Wow, Cash must have told some fat lies about me, including omitting the fact I was on trial for assaulting a congressman in a strip club. Those were the kinds of things kids kept parents in the dark about, apparently.

  June, the other person from the dining table, shook my hand and hugged Cash. “Y’all better go upstairs before Mama starts her inquisition,” June suggested.

  Great idea. The fewer questions asked, the better.

  Cash and Jo led me through the breakfast nook, which I had mistakenly thought was the dining room. Apparently, there was also a formal dining room. We entered a living room that had the same dark floors and light walls but with an added fireplace. It was also not the living room, but the family room. We passed it into the front room, what they called the living room, which housed another light couch, comfy chairs, and a baby grand piano. A staircase climbed opposite of the front door. We lugged our suitcases to the top onto the balcony lined with open doors to bedrooms and bathrooms. The hallway ended into a loft with slanted ceilings, the walls of which were lined with easily a thousand books. The loft had another fireplace. “Are there any more living rooms?”
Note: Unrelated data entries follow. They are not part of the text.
PR #847, opened 2021-07-29
WIP: initial version of search

### LINKED ISSUE #749: search is broken
On our new static guidelines pages, the search function is broken. The old setup uses tipue search (https://github.com/michael-milette/Tipue-Search), which is a bit dated (last update on that Git repo was 4 years ago, but I'm not even sure it is this version that has been used), and also  introduces a dependency on jQuery. Apparently, tipue search is / was easy to set up with Jekyll (correct, @lpugin?). However, as those pages aren't built with Jekyll anymore, that's less of an argument now. It is certainly doable to reintroduce tipue search, but we may consider our options first. What we want is a client-side search function that takes a pre-generated index and lists guidelines pages which match. After some research, I see two other options for us: 

- Lunr.js (https://lunrjs.com/docs/index.html)
- Fuse.js (https://fusejs.io/)

The latter seems the more powerful, as it also brings fuzzy search. For both libraries, it should be fairly easy to adjust the index we currently generate. However, both options don't generate HTML to display search results – that's something we would have to rewrite. My guess is that it's a bit more work to integrate either Lunr.js or Fuse.js, but not by much. Personally, I don't like jQuery and would be willing to invest that extra time just to remove that dependency. With Fuse.js, we would get fuzziness, which could be nice, whereas with Lunr.js it seems pretty easy to set up different categories – searching for things like `annot`, we could prioritize the corresponding spec page before listing all chapters referencing the element and eventually bringing up all mentions of those characters somewhere in the text. Maybe this is also possible with Fuse.js (or tipue!), but I haven't seen a way there yet. 

I have no strong opinion on this, and actually going back to tipue would be perfectly fine with me. However, there might be an option to improve the user experience, so I'm wondering what others (@music-encoding/core-contributors and beyond) think about this? I would like to fix search soon, as this is the biggest remaining issue with the Guidelines…

kepper:
This is the first version of a new search based on [Fuse.JS](https://fusejs.io/). It allows fuzzy searching, which is generally helpful. It may require some more finetuning, though, to get the best possible results. The current options I use for Fuse are found [here](https://github.com/music-encoding/music-encoding/blob/0bc78b6e6d315eb666f82d683a87e76f53a6629b/utils/guidelines_xslt/odd2html/generateSearchIndex.xsl#L132-L153). The index itself is generated [here](https://github.com/music-encoding/music-encoding/blob/0bc78b6e6d315eb666f82d683a87e76f53a6629b/utils/guidelines_xslt/odd2html/generateSearchIndex.xsl#L20-L106). In summary, I have three levels of things I'm searching in: 
* **ident**
* **desc**
* **remarks**

For most parts of the Specs, it's fairly easy to see where these are coming from. The first field has a weight of 10, the second a weight of 2, the last a weight of 1. For **Guidelines Chapters**, *ident* is the title of the chapter (including the chapter number), *desc* is a list of all elements etc. referenced explicitly, and *remarks* is the full text of the chapter, including examples. Only for guidelines chapters I render a preview from the remarks, as everything else is either quite obvious or hard to render at all. All those parameters can be adjusted as necessary. 

The search index is generated alongside the web version of the guidelines and should work out of the box. Compilation times haven't changed for me, so this should be fairly efficient. The searchIndex.js that is generated weighs in at around 900kb, and is already quite compressed. We could think about doing this on the server instead, but I'm not sure this is really preferable. 

Of course I'd like to get feedback from others as well (@musicEnfanthen, @rettinghaus, …) – I just failed to set you up as reviewers ;-) 

I believe this is ready in general. That said, there is no rush to merge it – after tomorrow, I'll be offline for the coming two weeks ;-)

If merged, this fixes #749.


utils/guidelines_xslt/odd2html/generateWebsite.xsl
```diff
@@ -91,11 +93,15 @@
         <xsl:variable name="quot" as="xs:string">"</xsl:variable>
         <xsl:variable name="json.string" select="replace(replace(replace(xml-to-json($search.index),'\\/','/'),'\{', $newline || '{'),'(' || $quot || '(text|title|url|tags)' || $quot || ')',$newline || '  $1')" as="xs:string"/>
         
-        <xsl:result-document href="{$web.output}tipuesearch/search_content.js" method="text" indent="yes" omit-xml-declaration="yes" >
+        <!--<xsl:result-document href="{$web.output}tipuesearch/search_content.js" method="text" indent="yes" omit-xml-declaration="yes" >
             var tipuesearch = <xsl:value-of select="$json.string"/>;
+        </xsl:result-document>-->
```
rettinghaus: if this is broken anyway, why not remove it completely?

utils/guidelines_xslt/odd2html/htmlFile.xsl
```diff
@@ -96,11 +97,11 @@
                                         </div>
                                         
                                         <div class="searchbox">
-                                            <form action="/guidelines/dev/content/metadata.html"><!-- TODO: fix that link??? -->
-                                                <div class="tipue_search_group">
-                                                    <input name="q" id="tipue_search_input" pattern=".{{3,}}" title="At least 3 characters" required="" type="text"></input><button type="submit" class="tipue_search_button"><span class="tipue_search_icon">⚲</span></button>
-                                                </div>
-                                            </form>
+                                            
+                                            <form><div class="tipue_search_group">
```
rettinghaus: If tipue is gone, why keep the classes? I would prefer to have them renamed.

rettinghaus (approved):
Looks good to me!

utils/guidelines_xslt/odd2html/generateWebsite.xsl
kepper: I haven't had the time to do a proper cleanup – that's one of the reasons why I said there's no rush to merge this.

utils/guidelines_xslt/odd2html/htmlFile.xsl
kepper: Again, because of time constraints, I haven't done this yet. This still relies on a (potentially large) number of CSS rules from tipue, and cleaning this up may take some time. I agree it should be done, though.

ahankinson:
I just converted this to a draft to indicate that it's still a WIP.

kepper:
Thanks @ahankinson – draft is surely more appropriate at this point. I will put it on the agenda for the [next ODD meeting on August 26](https://github.com/orgs/music-encoding/projects/2#column-15347186). I can't promise that I'll have the CSS cleaned up by then, but maybe some more people will have had an opportunity to look at this.

kepper:
reviewed at ODD Thursday. Question (to myself): Is this going to work for MEI v4 as well?

bwbohl:
ODD meting notes:

* code cleanup still needed
* from the discussion I assume testing is also needed
* Proposal is: get code cleanup done, merge and let users test ;-)

kepper:
the code for the v4 guidelines is static (see https://github.com/music-encoding/guidelines/tree/master/v4), so this won't give search on older versions. While it's doable to adopt this, I suggest to test it on the dev guidelines in the wild first…

bwbohl:
2021-10-28 ODD meeeting:
* functional again
* old CSS stuff is removed now
* only working on current dev
** if we want it on v4 and earlier we would need to generate indices once and add them to the corresponding files in the schema repo

bwbohl (approved):

rettinghaus (approved):

rettinghaus:
@kepper do you want to keep the `search-guidelines` branch for additional things? Otherwise I'd recommend to delete it.

kepper:
let me see what I can accomplish this week. Would be nice to keep it as reference over there, but then remove it afterwards…

rettinghaus:
@kepper The search isn't working because `fuse.js` is missing. There are several possible ways to fix that, but I would leave this to you. If you like I'll open a new ticket for this.

kepper:
IIRC, this is an issue with moving things in the correct folder, so this is mostly an issue about the GitHub Actions workflows. Seems easiest to me to do this during a video call with someone more involved in this, maybe @musicEnfanthen, @bwbohl or you, @rettinghaus?

bwbohl:
that was what I tried to address in #871 but if I understand correctly I was mistaken in removing fuse.js, right? So we need the build.xml patch and KEEP fuse.js, correct?

Issue #686, opened 2020-07-05
"3" mensuration sign


craigsapp:
Related to issue https://github.com/rism-ch/verovio/issues/1528, how should a "3" mensuration sign be represented in MEI?

Here is an example:

<img width="802" alt="Screen Shot 2020-07-05 at 10 11 18 AM" src="https://user-images.githubusercontent.com/3487289/86537982-e6d8b880-bea7-11ea-9261-70e73c33dec9.png">

The top staff shows the original mensural music, and the bottom staff shows the meaning of the notation in CMN.  The "3"  sign means that three semi-breves in the following music take the same time as two semi-breves in the previous music.  In modern terms, the "3" indicates a region of triplet notes as illustrated on the bottom staff.   This is equivalent to using coloration, but "3" is typically used for longer regions of triplets than coloration.

In the [Josquin Research Project's](https://josquin.stanford.edu) score [database](https://github.com/josquin-research-project/jrp-scores), the "3" mensuration is the 4th most common mensuration sign, occurring 7% out of all mensuration signs:

| count	|	percent	|	mensuration	|
| ----- | ------------- | ------------- |
| 1729	|	52.02	|	Cut-C	|
| 583	|	17.54	|	O	|
| 331	|	9.96	|	C	|
| 232	|	6.98	|	3	|
| 144	|	4.33	|	C2	|
| 82	|	2.47	|	Cut-circle	|
| 42	|	1.26	|	O2	|
| 41	|	1.23	|	Cut-C-3	|
| 40	|	1.2	|	O/3	|
| 26	|	0.78	|	C3	|
| 18	|	0.54	|	C-dot	|
| 10	|	0.3	|	O3	|
| 8	|	0.24	|	3/2	|
| 8	|	0.24	|	Cut-circle-3/2	|
| 6	|	0.18	|	O-dot	|
| 6	|	0.18	|	Cut-C-2	|
| 4	|	0.12	|	2	|
| 3	|	0.09	|	O3/2	|
| 2	|	0.06	|	C-dot-3/2	|
| 2	|	0.06	|	Cut-circle-3	|
| 2	|	0.06	|	Cut-C/2	|
| 1	|	0.03	|	Cut-C/3	|
| 1	|	0.03	|	C2/3	|
| 1	|	0.03	|	C-reversed |
| 1	|	0.03	|	Cut-C-reversed	|
| 1	|	0.03	|	Cut-C-dot	|

[...]

PR #676, opened 2020-06-17
Revert "Merge pull request #541 from rettinghaus/develop-mensural"

martha-thomae:
This reverts commit 03e9478e6194984efd2422c06336fc80b43c49b4, reversing
changes made to c6faac8e132d296f2e13c9be3847c3d5b23ce992.

It reverts the removal of mensuration- and proportion-related attributes from `<staffDef>` and `<scoreDef>`, keeping the consistency with how meter and clefs are encoded in MEI.

PR #848, opened 2021-07-30
schema: Add encoding of numbers as parts of mensuration signs

annplaksin:
This PR implements the result of the discussion on mensuration and proportion signs of the Mensural IG.
For more insights and examples, see [here](https://docs.google.com/document/d/1M_CUqlvPNFiS-EI39DgggzwmX4VoLp0nvMXPp_rCbLY/edit#heading=h.gjdgxs).

If adds the attributes `@sign.num` and `@sign.numbase` or `@mensur.sign.num` and `@mensur.sign.numbase` for the encoding of numbers as parts of mensuration signs in the visual domain.
Due to technical reasons, currently "Z" is treated as number to avoid a lack of clarity on mensuration signs encoded in `@sign`.

To do:
* [x] Guidelines: Stress that num & numbase is not to be used as time signature (that is sign.num and sign.numbase), only to state general diminution or other general shifts in duration.
* [x] Guidelines: Add documentation about when to use `<mensur>` and when to use `<proport>`
* [x] Add remark to `data.MENSURATIONSIGNNUMBERS` that it allows tokens to deal with multiple numbers

### DIFF
--- a/source/modules/MEI.xml
+++ b/source/modules/MEI.xml
@@ -2021,7 +2021,8 @@
       </rng:data>
     </content>
     <remarks>
-      <p>The glyph "Z" used in 17th century Spanish manuscripts is treated as number.</p>
+      <p>Allows for multiple tokens to deal with signs containing multiple numbers, like "O 2 2" in Hothby’s “Ora pro nobis” (Codex Faenza fol. 28r).</p>
+      <p>The glyph "Z" used in 17th century Spanish manuscripts is treated as number 3.</p>
     </remarks>
   </macroSpec>
   <macroSpec ident="data.METERFORM" module="MEI" type="dt">
--- a/source/modules/MEI.xml
+++ b/source/modules/MEI.xml
@@ -2013,6 +2013,17 @@
       </valList>
     </content>
   </macroSpec>
+  <macroSpec ident="data.MENSURATIONSIGNNUMBERS" module="MEI" type="dt">
+    <desc>Number values as part of mensuration signs.</desc>
+    <content>
+      <rng:data type="token">
+        <rng:param name="pattern">[\d|Z]?[ [\d|Z]]*</rng:param>
+      </rng:data>
+    </content>
+    <remarks>
+      <p>The glyph "Z" used in 17th century Spanish manuscripts is treated as number.</p>
+    </remarks>
+  </macroSpec>
   <macroSpec ident="data.METERFORM" module="MEI" type="dt">
     <desc>Contains an indication of how a meter signature should be rendered.</desc>
     <content>
--- a/source/modules/MEI.xml
+++ b/source/modules/MEI.xml
@@ -2022,7 +2022,7 @@
     </content>
     <remarks>
       <p>Allows for multiple tokens to deal with signs containing multiple numbers, like "O 2 2" in Hothby’s “Ora pro nobis” (Codex Faenza fol. 28r).</p>
-      <p>The glyph "Z" used in 17th century Spanish manuscripts is treated as number 3.</p>
+      <p>The glyph "Z" used in 17th-century Spanish manuscripts is treated as the proportion 3:2.</p>
     </remarks>
   </macroSpec>
   <macroSpec ident="data.METERFORM" module="MEI" type="dt">
--- a/source/docs/05-mensural.xml
+++ b/source/docs/05-mensural.xml
@@ -284,12 +284,13 @@
             </div>
             <div xml:id="mensuralProportions" type="div2">
                <head>Proportions</head>
-               <p>Proportions can also be indicated within the <gi scheme="MEI">staffDef</gi> element. The <att>proport.num</att> and <att>proport.numbase</att> attributes are available for encoding the numerator and the denominator of the proportion, respectively. There is also a <gi scheme="MEI">proport</gi> element that can be used as an alternative, with the corresponding <att>num</att> and <att>numbase</att> attributes.</p>
+               <p>Proportions can also be indicated within the <gi scheme="MEI">staffDef</gi> element. The <att>proport.num</att> and <att>proport.numbase</att> attributes are available for encoding the numerator and the denominator of the proportion, respectively. There is also a <gi scheme="MEI">proport</gi> element that can be used as an alternative, with the corresponding <att>num</att> and <att>numbase</att>.</p>
                <p>
                   <specList>
                      <specDesc key="proport"/>
                   </specList>
                </p>
+               <p>The time signatures of the actual proportion sign can be encoded with <att>sign.num</att> and <att>sign.numbase</att>, respectively <att>mensur.sign.num</att> and <att>mensur.sign.numbase</att> within <gi scheme="MEI">staffDef</gi>. <att>proport.num</att> and <att>proport.numbase</att>, respectively <att>num</att> and <att>numbase</att>, do not cover the visual information and should only be used to indicate the ratio of the given diminution or augmentation.</p>
             </div>
             <div xml:id="mensuralLigatures" type="div2">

  “Just the basement.” Cash pointed to the closed door at the opposite side of the loft. “That’s my room, and that’s a bathroom,” he added as he pointed to the door cater-corner to his. “But there are two others in the hall if you’d rather share with the twins or Sue.”

  “And two downstairs besides our parents’,” Jo chimed in. Six freaking bathrooms! I didn’t know houses existed with more than two and a half. “You’re bunking with me,” she said, opening the door just to the right of the loft.

  Right. I couldn’t share a bed with Cash here, even though he was obstinately chaste. I’d given up trying to get him to give it up.

  I’d known I liked Jo. After seeing her room, I loved her. First, it was spotless, uncluttered, and didn’t smell, nothing like Nicole’s side of our dorm. The walls were such a pale blue they were almost white, all except one that was painted with chalkboard paint and covered in movie quotes. White floating shelves boasted three antique cameras that once shot films, but were benign and unusable now. A bunk bed was pushed against one wall: a twin bed above and full-sized one below. Both were covered in down comforters and black-and-white decorative pillows.

  I folded my suitcase open and rifled through the quarter of it that was full of books, my spoils from my pre-vacation library raid. Reading was a great way to hide in plain sight, to eavesdrop. Yes, it sounds creepy. But, hey, I didn’t know these people, and it was now a medically documented fact that I was paranoid.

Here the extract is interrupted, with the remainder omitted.